Day 1835 and Sweater Shaving As My Travel Yak Shaving

If you are an engineer you may have heard someone irritated with a project that has drifted out of scope because unforeseen new problems are blocking completion as “yak shaving”

In software and engineering, people use “yak shaving” to describe being forced into a long dependency chain: updating a tool, which requires upgrading a library, which requires fixing build scripts, before touching the actual feature or bug. Perplexity Synopsis via TechTarget

If you find yourself obsessing over small problems that are absolutely “core dependencies” and getting lost in all the problems that must be done before you can do the actual thing you might be Yak Shaving.

Somehow this is related to a Yen and Stimpy episode about a fake holiday. Coined by what I assume is a Gen X coder (who else watches MYV cartoons) named Carlin Vieri in the 1990s at the MIT AI Lab.

Sometimes a seemingly useless task (reading a manual or fixing a subroutine) does actually do need doing in order to progress on the wider task. But you have to be wary that you aren’t simply procrastinating on supposedly crucial preparations for the actual task.

Well I am packing myself up for week long trip, and while I know basically what needs to be packed and how I’d like it organized, I have not put anything in my bags yet. Want to guess why?
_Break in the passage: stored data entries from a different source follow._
PR #493, opened 2023-11-07
refactor: improve orchestrator: dosctrings, exception handling

Alex-Izquierdo:
there was a bug and the job is not purged if the task fails. Also improves readability for the queue and adds docstrings

### DIFF
--- a/src/aap_eda/tasks/orchestrator.py
+++ b/src/aap_eda/tasks/orchestrator.py
@@ -14,79 +14,110 @@
 
 import logging
 
+import aap_eda.tasks.activation_request_queue as requests_queue
 from aap_eda.core import models
 from aap_eda.core.enums import ActivationRequest, ActivationStatus
 from aap_eda.core.tasking import unique_enqueue
 from aap_eda.services.activation.manager import ActivationManager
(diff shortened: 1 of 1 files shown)


src/aap_eda/tasks/orchestrator.py
```diff
@@ -14,79 +14,110 @@
...
+            try:
+                if request.request == ActivationRequest.START:
+                    manager.start()
+                elif request.request == ActivationRequest.STOP:
+                    manager.stop()
+                elif request.request == ActivationRequest.RESTART:
+                    manager.restart()
+                elif request.request == ActivationRequest.DELETE:
+                    manager.delete()
+            except Exception:
```
mkanoor, line 56: @Alex-Izquierdo Should we make this more granular?

Alex-Izquierdo: @mkanoor Can you elaborate? 
As it is now and as I understand, we want to pop the request in every error. The manager leaves the activation in the right status and next cycle of the monitor will handle it if is necessary. The only missing piece is to enqueue new delayed actions accordingly to the restart policy

PR #494, opened 2023-11-08
refactor: update activation status when stopping it without the instance

hsong-rh:
Update the status of activation from `Stopping` to `Stopped` when it's disabled without instances.


Alex-Izquierdo (approved):
good catch! @hsong-rh

PR #495, opened 2023-11-08
chore: split ws server in dev env

Alex-Izquierdo:
We are working on issues related with the WS server that requires to run daphne in a separated process to not block api requests.  @mkanoor will do the same for mac.


tools/docker/docker-compose-dev.yaml
```diff
@@ -5,7 +5,7 @@ x-environment:
   - DJANGO_SETTINGS_MODULE=${DJANGO_SETTINGS_MODULE:-aap_eda.settings.development}
   - EDA_ALLOWED_HOSTS=['*']
   - EDA_DEPLOYMENT_TYPE=${EDA_DEPLOYMENT_TYPE:-podman}
-  - EDA_WEBSOCKET_BASE_URL=${EDA_WEBSOCKET_BASE_URL:-ws://eda-api:8000}
+  - EDA_WEBSOCKET_BASE_URL=${EDA_WEBSOCKET_BASE_URL:-ws://eda-ws:8000}
```
mkanoor, line 8: @Alex-Izquierdo should this be 8001

Alex-Izquierdo: No, the process is listening at 8000, 8001 is only for access from the host.

Alex-Izquierdo: here we are using the internal dns "eda-ws" it means it makes the request directly to the host. If the dns would be "host.container.internal" then yes, it should be 8001

Alex-Izquierdo: yeah, that's why I leave on your hands that part ;)

Alex-Izquierdo: Anyway, it is weird, I think podman-machine should support internal resolution, its a very common feature.  Maybe its something that must be enabled manually.

mkanoor (dismissed):

Dostonbek1 (approved):
lgtm

mkanoor (approved):

PR #511, opened 2023-11-14
chore: enable custom port forward for minikube env

Alex-Izquierdo:
Allow to run for example `task minikube:fp:ui -- 9000` this is mostly for convenience and avoid potential collisions.


scripts/eda_kube.sh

A piling cashmere turtleneck with a cheap sweater shaver filled with fuzzy bits of wool

I am yak shaving by shaving my wool sweaters. It’s now midwinter and my favorite pieces have little bits of pilling in areas that rub or have had more friction. Longer fibers pill less but all wool fibers including cashmere eventually pill a little bit.

We are in an age of down market cashmere thanks to the proliferation of the contemporary price point (lets say under $150) cashmere sweater thanks to the success of Uniqlo, Nadaam, Quincy and Italic.

My older sweaters from past well managed contemporary brands like Ann Taylor are in excellent shape as are my higher end pieces from APC and it’s ilk.

But more disposable 3-4 year basics I wear down? Well sweater care is a constant issue, especially the texture of a pilling fuzzy sweater bothers you. And it somewhat bothers me.

Cashmere are isn’t too hard. You can brush them gently and hand comb the pilling out. You hand wash, lay flat and fold your sweaters. You can use a sweater stone to gently brush them out. And that’s worth it for something that lasts. But the Italic sweater above gets a shave.

You can see from the picture I’ve got a lot of fuzzy bits inside the cheap shaver I bought off an Amazon seller years ago. It has lasted longer than some of my sweaters.Alas if I don’t want to look sloppy then shave I must.

If you want elegant functional code even in your basic systems well sometimes you must yak shave. If you want an elegant functional wardrobe sometimes you must sweater shave.